Considerando que o ozônio é formado mediante um processo de fotoxidação e que, por esse motivo, suas concentrações dependem da temperatura e da radiação solar ( Arbilla et al., 2002 ), foram verificados os valores de temperaturas e radiação solar dos meses estudados. A estação não obteve registros de temperatura para os meses de julho e agosto de 2016, motivo pelo qual não foi possível comparar os anos de 2015 e 2016. Quanto à radiação solar, é possível observar que os valores das medianas para julho foram menores do que para agosto, havendo uma diferença muito pequena de um ano para outro, conforme demonstrado na Figura 7 .
Entre julho de 2015 e agosto de 2015, a diferença entre os valores de mediana da radiação foi de 10,5%; já entre os meses de julho e agosto de 2016, de 14,2%. Além disso, nos meses de julho, houve um maior número de dias nublados, nos quais os valores de radiação estavam fora do intervalo de 50% da mediana. Assim, o aumento de concentração de ozônio em agosto pode ser devido à maior incidência de radiação solar que promove a formação desse poluente.
Como também apresentado na Figura 7 , ao comparar os meses de agosto de 2015 e agosto de 2016, houve uma maior incidência de dias com radiação solar mais intensa em agosto de 2016 e com uma mediana da radiação solar (para o horário de máxima insolação) ligeiramente maior que a do mês de agosto de 2015.
É possível observar ainda que o valor máximo de concentração de ozônio para agosto de 2016 foi 26,6% maior que agosto de 2015, conforme já demonstrado na Figura 6 .
No entanto, é possível que, além do efeito da radiação solar, outros fatores estejam influenciando as concentrações de ozônio. Outros aspectos deveriam ser considerados, especialmente as concentrações dos precursores da formação de ozônio (COVs e NOx), que não estavam sendo monitorados na estação. Em geral, é observado que, em áreas urbanas, a formação de ozônio é limitada pelas concentrações e pela especiação dos compostos orgânicos voláteis, assim como maiores concentrações de NOx podem levar ao consumo de ozônio por meio da reação com NO ( Silva et al., 2016a , 2016b ).
Dessa forma, eventualmente as obras de mobilidade urbana e a realização dos Jogos Olímpicos em agosto de 2016, com a consequente mudança no trânsito de pessoas e veículos, poderiam levar a uma alteração nos processos químicos de formação e de consumo de ozônio. Essa hipótese só poderia ser verificada com o monitoramento contínuo de todos os parâmetros meteorológicos, bem como das concentrações de ozônio, NO x e COVs.

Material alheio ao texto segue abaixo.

PR #1368, opened 2023-09-25
feat: improved log experience on the UI.

Peeeekay:
This PR:
I have the logging experience now, where users can see large amount of logs. It behaves like terminal where if at bottom it automatically tracks the new logs, otherwise stays in place until user goes to bottom.

I have included copy and download functionality as well, where users can do that for service logs and logs generated during enclave creation.


enclave-manager/server/server.go
```diff
@@ -227,26 +227,23 @@ func (c *WebServer) RunStarlarkPackage(ctx context.Context, req *connect.Request
...
+			logrus.Errorf("Error occurred: %+v", errWhileSending)
+			return stacktrace.Propagate(errWhileSending, "Error occurred while sending streams")
 		}
 	}
+
+	if errWhileReceive := apiClient.Err(); errWhileReceive != nil {
+		logrus.Errorf("Error occurred: %+v", errWhileReceive)
+		return stacktrace.Propagate(errWhileReceive, "Error occurred while receiving data from engine")
+	}
+	ctx.Done()
```
tedim52: what's `ctx.Done()` doing here? From my understanding, [`Context.Done()`](https://pkg.go.dev/context#Context) just returns a channel.

engine/frontend/src/component/CreateEnclaveView.js
```diff
@@ -27,38 +29,47 @@ export const CreateEnclaveView = ({packageId, enclave, args}) => {
...
+    const readStreamData = (result) => {
+        if (result.case === "instruction") {
+            setLogs(logs => [...logs, result.value.executableInstruction])
+        }
 
-              if (result.case === "progressInfo" && result.value.currentStepInfo.length > 0) {
-                  console.log("progressinfo: ", result)
-                  setLogs(logs => [...logs, result.value.currentStepInfo[result.value.currentStepNumber]])
-              }
+        if (result.case === "progressInfo" && result.value.currentStepInfo.length > 0) {
```
adschwartz: @Peeeekay can we use constants for these cases?

engine/frontend/src/component/CodeEditor.js
```diff
@@ -87,6 +88,10 @@ export const CodeEditor = (
     // Start by manually setting the content of the editor. From hereafter user interaction will update it:
     useEffect(() => {
         handleEditorChange(value)
+        console.log("hello!")
+        return () => {
+            console.log("BYE BYE")
+        }
```
adschwartz: @Peeeekay this looks like test code?

engine/frontend/src/component/log/Log.js
```diff
@@ -0,0 +1,178 @@
...
+  const [bottomMap, setMaybeBottom] = useState([0, 0])
+  const [previousOffset, setPreviousOffset] = useState(0)
+
+
+  const setSize = useCallback((index, size) => {
+    sizeMap.current = { ...sizeMap.current, [index]: size };
+    listRef.current.resetAfterIndex(index);
+  }, []);
+
+  const getSize = index => sizeMap.current[index] || 50;
```
adschwartz, line 58: @Peeeekay could we make this a default param or a const somewhere?

Peeeekay: Like that 50? Because getSize is return the height of the Child component.

engine/frontend/src/component/log/useWindowResize.js
```diff
@@ -0,0 +1,18 @@
+import { useState, useLayoutEffect } from "react";
```
adschwartz: @Peeeekay this is almost identical to this file:
https://github.com/kurtosis-tech/kurtosis/blob/main/engine/frontend/src/utils/windowheight.js
Can we refactor it to become one file

enclave-manager/server/server.go
Peeeekay: oh lol; you are right; will remove this.

engine/frontend/src/component/CodeEditor.js
Peeeekay: true; let me clean this up.

engine/frontend/src/utils/download.js
```diff
@@ -0,0 +1,27 @@
+export const saveTextAsFile = (text, fileName) => {
+    const blob = new Blob([text], {type: "text/plain"});
+    const downloadLink = document.createElement("a");
```
adschwartz: can we make `"a"` a default parameter so it can be overwritten. This would be to avoid collisions with other elements :)

engine/frontend/src/component/log/Log.js
```diff
@@ -0,0 +1,178 @@
...
+            setSize={setSize}
+            windowWidth={windowWidth}
+            style={style}
+          />
+        </div>
+      )}
+      </List>
+      <Flex className="bg-black" style={{height: `80px`}}>
+        <Spacer />
+        <Box p='2' m="4" onClick={onCopy} className="rounded-md border-white border-1" height={"40px"}>
```
adschwartz: @Peeeekay the stuff inside `className` is for tailwind right? Can you move them out into the Box. Chakra has options for this too, including rounded borders as well.

engine/frontend/src/component/EnclaveInfo.js
```diff
@@ -93,7 +93,8 @@ const EnclaveInfo = ({enclaves}) => {
     }, [name, enclaves])
 
     const handleServiceClick = (service, services) => {
-        navigate(`/enclaves/${name}/services/${service.uuid}`, {state: {services, selected: service}})
+        console.log(service)
```
adschwartz: @Peeeekay delete?

engine/frontend/src/utils/download.js
```diff
@@ -0,0 +1,27 @@
+export const saveTextAsFile = (text, fileName) => {
```
adschwartz: @Peeeekay you'll need to remove this from the CodeEditor.js so we don't have two differing versions of this.

engine/frontend/src/component/log/CreateEnclaveLog.js
```diff
@@ -0,0 +1,114 @@
...
+        let stream;
+        const fetchLogs = async () => {
+            try {
+                stream = await runStarlark(enclave.host, enclave.port, packageId, args, appData.jwtToken, appData.apiHost);
+                for await (const res of stream) {
+                    const result = res["runResponseLine"]
+                    readStreamData(result)    
+                }
+            } catch (ex) {
+                console.log("Error occured while reading data from the enclave: ", enclave.name)
```
adschwartz: console.error?

engine/frontend/src/component/log/Log.js
```diff
@@ -0,0 +1,178 @@
+import React, { useCallback, useEffect, useRef, useState } from "react";
+import { VariableSizeList as List } from "react-window";
+import { useWindowResize } from "./useWindowResize";
```
adschwartz: @Peeeekay we should use the one in utils if at all possible

engine/frontend/src/component/log/Log.js
```diff
@@ -0,0 +1,178 @@
...
+  }, [setSize, index, windowWidth]);
+
+  if (data[index] !== undefined && data[index].length !== 0) {
+    let txt = data[index]
+    if (hasAnsi(data[index])) {
+      const parsedAnsi = convert.toHtml(data[index])
+      txt = parse(parsedAnsi)
+    }
+    return (
+        <div
```
adschwartz: @Peeeekay ideally we wouldn't put in these `div`s but use chakra components instead. It'll be more techdebt to clean up.

engine/frontend/src/component/log/Log.js
```diff
@@ -0,0 +1,178 @@
...
+          ref={rowRef}
+          style={styles.row}
+        >
+         {txt}
+        </div>
+      );
+  } 
+  return null;
```
adschwartz: return `<></>`?

engine/frontend/src/component/log/Log.js
```diff
@@ -0,0 +1,178 @@
...
+      return stripAnsi(log)
+    })
+
+    setCopyValue(logsWithoutAnsi.join("\n"))    
+    // automatically scroll the bottom if it;s at the bottom
+    if (logs.length > 0 && isBottom) {
+      scrollToBottom()
+    }
+
+  }, [logs]);
```
adschwartz, line 75: @Peeeekay does this mean that on every change to the logs we process the ansi stripping on all the logs? This sounds very labor intensive but let me know if I'm overlooking something. Is there anything we can do to avoid recomputing the same data over and over? Maybe storing with useMemo?

engine/frontend/src/component/log/Log.js
```diff
@@ -0,0 +1,178 @@
...
+  const isItAtBottom = () => {
+    console.log(logs.length - 1, bottomMap[0])
+    return bottomMap[0] === logs.length - 1
+  }
+
+  const handleDownload = () => {
+    const logsWithoutAnsi = logs.map((log)=> {
+      return stripAnsi(log)
+    })
+    const logsAsText = logsWithoutAnsi.join("\n")
```
adschwartz: @Peeeekay wondering if we can use a platform agnostic value?
https://stackoverflow.com/a/12989543

adschwartz (changes requested):
I'm excited to roll out this change, but there are some things we can do to avoid adding (non-needed) tech-debt. Happy to give it another pass when you have updates. Thanks!

engine/frontend/src/component/log/Log.js
Peeeekay: I am going for simplicity here; will stick to this. If there are issues in terms of performance, I can add more complex logic to only strip ansi from newly seen logs; but for now lets keep this simple. But good point! @adschwartz

engine/frontend/src/component/log/Log.js
Peeeekay: not sure why this is tech-debt? I am  not really using tailwind here; just `div` so we can keep this here for now. I don;t think we need to overkill this with chakra and react-window only accepts `inline-style`.. so additional apis provided by Chakra won't be useful.

enclave-manager/server/server.go
```diff
@@ -227,26 +227,23 @@ func (c *WebServer) RunStarlarkPackage(ctx context.Context, req *connect.Request
...
-				logrus.Errorf("error occurred: %+v", errWhileSending)
-				return stacktrace.Propagate(errWhileSending, "Error occurred while sending streams")
-			}
+	apiClient, err := (*apiContainerServiceClient).RunStarlarkPackage(ctx, serviceRequest)
+
+	for apiClient.Receive() {
+		resp := apiClient.Msg()
+		errWhileSending := str.Send(resp)
+		if errWhileSending != nil {
+			logrus.Errorf("Error occurred: %+v", errWhileSending)
```
tedim52: I think it's worth making the error messages here more descriptive so that it's easier for an engineer debugging to locate where it's coming from in our codebase. Maybe by adding some context about where the error surfaced (eg. `while streaming from enclave manager...`) Same for the `stacktrace` error here and below.

engine/frontend/src/api/enclave.js
```diff
@@ -42,14 +42,16 @@ export const createEnclave = async (token, apiHost, enclaveName, productionMode)
...
-        "enclaveIdentifier": enclaveName,
-        "serviceUuidSet": {
+        enclaveIdentifier: enclaveName,
+        serviceUuidSet: {
             [serviceUuid]: true
         },
-        followLogs: true,
+        followLogs: followLogs,
+        returnAllLogs: false,
+        numLogLines: numLogLines,
```
tedim52, line 54: nice

engine/frontend/src/component/CodeEditor.js
tedim52: you have the funniest log messages PK

engine/frontend/src/component/CreateEnclaveModal.js
```diff
@@ -11,9 +11,16 @@ export const CreateEnclaveModal = ({enclaveName, handleSubmit, name, setName, ar
...
     e.preventDefault();
     const fetch = async () => {
-      const enclave = await createEnclave(token, apiHost, enclaveName, productionMode);
-      addEnclave(enclave)
-      handleSubmit(enclave);
+      try {
+        const enclave = await createEnclave(token, apiHost, enclaveName, productionMode);
+        addEnclave(enclave)
+        handleSubmit(enclave);
+      } catch(ex) {
```
tedim52, line 18: `nit`: is `ex` supposed to stand for exception? used to seeing `err` here, but all the same

engine/frontend/src/component/CreateEnclaveView.js
```diff
@@ -27,38 +29,47 @@ export const CreateEnclaveView = ({packageId, enclave, args}) => {
...
+        let stream;
+        const fetchLogs = async () => {
+            try {
+                stream = await runStarlark(enclave.host, enclave.port, packageId, args, appData.jwtToken, appData.apiHost);
+                for await (const res of stream) {
+                    const result = res["runResponseLine"]
+                    readStreamData(result)    
+                }
+            } catch (ex) {
+                console.log("Error occured while reading data from the enclave: ", enclave.name)
```
tedim52: Is there a reason you're not logging `ex` here? Saw you were logging in it in an earlier try catch.

engine/frontend/src/component/CreateEnclaveView.js
```diff
@@ -27,38 +29,47 @@ export const CreateEnclaveView = ({packageId, enclave, args}) => {
...
+            } finally {
+                setLoading(false)
+            }
+        }
+        fetchLogs();
```
tedim52: question for my understanding: Given that this `fetchLogs` is in `CreateEnclaveView` and the stream processes `runResponseLine`, I'm guessing this is for fetching enclave logs and not service logs. Is that accurate?

engine/frontend/src/component/ServiceInfo.js
```diff
@@ -30,32 +30,43 @@ const ServiceInfo = () => {
...
     const {name: enclaveName, uuid: serviceUuid} = params;
 
-    useEffect(() => {
-        let stream;
-        const ctrl = new AbortController();
+    const startServiceLogCollector = (ctrl) => {
+        let stream
         const fetchLogs = async () => {
-            stream = await getServiceLogs(ctrl, enclaveName, serviceUuid, appData.apiHost);
+            stream = await getServiceLogs(ctrl, enclaveName, serviceUuid, appData.apiHost, true, 6000);
```
tedim52: maybe create constants for these? eg. `DEFAULT_SHOULD_FOLLOW_LOGS`, `DEFAULT_NUM_LOG_LINES`

engine/frontend/src/component/ServiceInfo.js
```diff
@@ -30,32 +30,43 @@ const ServiceInfo = () => {
...
             try {
                 for await (const res of stream) {
                     const log = res["serviceLogsByServiceUuid"][serviceUuid]["line"][0]
-                    setLogs(logs => [...logs, log])
+                    if (log !== "") {
```
tedim52, line 43: Nice check although backend shouldn't be sending empty log lines. If you're still seeing this happens a lot, let's chat via slack.

engine/frontend/src/component/ServiceInfo.js
```diff
@@ -30,32 +30,43 @@ const ServiceInfo = () => {
     const params = useParams()
     const {name: enclaveName, uuid: serviceUuid} = params;
 
-    useEffect(() => {
-        let stream;
-        const ctrl = new AbortController();
+    const startServiceLogCollector = (ctrl) => {
+        let stream
         const fetchLogs = async () => {
```
tedim52: very `nit`: might be worth calling this `fetchServiceLogs` to distinguish the `fetchLogs` from the enclave view

engine/frontend/src/component/log/Log.js
tedim52: maybe add this context in a comment here somewhere so it doesn't get forgotten?

tedim52 (approved):
nice work @Peeeekay . Jus a few comments

engine/frontend/src/component/log/Log.js
adschwartz: Yeah not noting use of tailwind, just not idiomatic use of Chakra. I would use Box, Container, etc. instead of div.

engine/frontend/src/component/CreateEnclaveModal.js
Peeeekay: yeah in javascript; it's in an exception :)

engine/frontend/src/component/CreateEnclaveView.js
Peeeekay: yeah logs while creating enclave and services inside it.

engine/frontend/src/component/CreateEnclaveView.js
Peeeekay: good catch!

engine/frontend/src/component/log/Log.js
Peeeekay: don't think i need it lel; just removed them.

engine/frontend/src/component/CreateEnclaveView.js
Peeeekay: not using this file; I am using log/CreateEnclaveLog.js and it has this change in it.

engine/frontend/src/component/ServiceInfo.js
```diff
@@ -30,32 +33,43 @@ const ServiceInfo = () => {
...
     }, [serviceUuid])
 
     const handleServiceClick = (service) => {
-        const fullPath = `/enclaves/${enclaveName}/services/${service.uuid}`
+        const fullPath = `/enclaves/${enclaveName}/services/${service.serviceUuid}`
         navigate(fullPath, {state: {services, selected: service}})
     }
 
+
+
```
adschwartz: if you are removing these lines, can you also remove the func below that is not in use (not your work)

engine/frontend/src/component/ServiceInfo.js
```diff
@@ -94,7 +108,7 @@ const ServiceInfo = () => {
             displayData = "Error while retrieving information"
         }
         return (
-            <Tr key={heading}>
+            <Tr key={heading} className="text-white">
```
adschwartz: use Chakra's `color`

engine/frontend/src/component/ServiceInfo.js
```diff
@@ -134,24 +166,35 @@ const ServiceInfo = () => {
...
-                                {tableRow("ENTRYPOINT", () => codeBox(1, "entrypoint", selectedSerialized.container.entrypointArgs))}
-                                {tableRow("CMD", () => codeBox(2, "cmd", selectedSerialized.container.cmdArgs))}
-                                {tableRow("ENV", () => codeBox(3, "env", selectedSerialized.container.envVars))}
-                            </Tbody>
-                        </Table>
-                    </TableContainer>
-
-                    {/*<LogView heading={`Service Logs`} logs={logs}/>*/}
+                <div className={`flex-col flex h-full space-y-1 bg-[#171923]`}>
+                    <Flex className={"bg-[#171923]"} style={{height: `80px`}}>
```
adschwartz: @Peeeekay use `height` and `bg` rather than className and style

engine/frontend/src/component/log/CreateEnclaveLog.js
```diff
@@ -0,0 +1,120 @@
...
+            <div className="flex h-full">
+                <LeftPanel 
+                    home={false} 
+                    heading={"Services"} 
+                    isServiceInfo={true}
+                    renderList={ ()=> renderServices(services, handleServiceClick)}
+                />
+                <div className="flex h-full w-[calc(100vw-39rem)] flex-col space-y-5">
+                    <div className='flex flex-col h-full space-y-1 bg-[#171923]'>
+                        <Flex className={"bg-[#171923]"} style={{height: `80px`}}>
```
adschwartz: Mixing here as well

engine/frontend/src/component/log/Log.js
```diff
@@ -0,0 +1,171 @@
...
+        ref={listRef}
+        height={(windowHeight-100)*0.8}
+        width={"100%"}
+        itemCount={logs.length}
+        itemSize={getSize}
+        itemData={logs}
+        onScroll={handleScroll}
+        outerRef={containerRef}
+        innerRef={testRef}
+        style={{backgroundColor: "black"}}
```
adschwartz, line 129: use chakra bg

engine/frontend/src/utils/download.js
```diff
@@ -0,0 +1,34 @@
+const DEFAULT_ELEMENT_NAME = "a"
+const DEFAULT_FILE_TYPE = "text/plain"
+
+export const saveTextAsFile = (text, fileName, options = {}) => {
```
adschwartz, line 4: @Peeeekay can't you just say: `elementName="box"`  rather than having this generic options hashmap with the associated code below? A default parameter is straight forward to do.

Peeeekay: the method will look like: saveTextAsFile(text, fileName, fileType="", elementName="") .. so no good way of distinguish between fileType and/or elementName. ( or I couldn;t find any).. this seems to be more cleaner.

adschwartz (commented):
I've made some additional comments. I would address those but removing my request for changes to unlock the PR

engine/frontend/src/component/CreateEnclaveView.js
adschwartz: @Peeeekay if we are not using this file shouldn't we delete it?

engine/frontend/src/component/ServiceInfo.js
Peeeekay: are you sure; we use that for `CodeEditor; it;s callback for data . @adschwartz

adschwartz: yeah you can just make an anonymous function, but not a big deal. Feel free to skip this.

engine/frontend/src/component/CreateEnclaveView.js
Peeeekay: yeah deleted the file

engine/frontend/src/component/log/Log.js
Peeeekay: this requires inline.

adschwartz (approved):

Os resultados obtidos neste trabalho mostram que, ainda que as concentrações dos poluentes monitorados não tenham, em geral, ultrapassado os padrões nacionais de qualidade do ar, os níveis de PM10 e de ozônio são preocupantes, especialmente considerando as orientações da Organização Mundial da Saúde.
Os níveis maiores de ozônio em agosto de 2016 podem ser consequência dos processos químicos envolvidos na sua formação e das relações COVs/NOx. Para entender e explicar esses resultados, é indispensável dispor de dados de monitoramento contínuo de NOx e hidrocarbonetos não metânicos (HCNM) totais, uma grave deficiência da Estação do Largo da Carioca. Apesar do esforço do corpo técnico da Secretaria Municipal de Meio Ambiente da cidade do Rio de Janeiro (SMAC), o investimento do município no controle da qualidade do ar é ainda insuficiente, especialmente considerando que o NO2 é um composto legislado.
As obras de planejamento e de modificações urbanas realizadas nos últimos anos para sediar, especialmente, os Jogos Olímpicos tiveram um efeito positivo do ponto de vista estético, cultural e turístico, mas aparentemente não levaram a uma melhoria da qualidade do ar, apesar de ter sido um dos objetivos da agenda sustentável da Candidatura Rio 2016.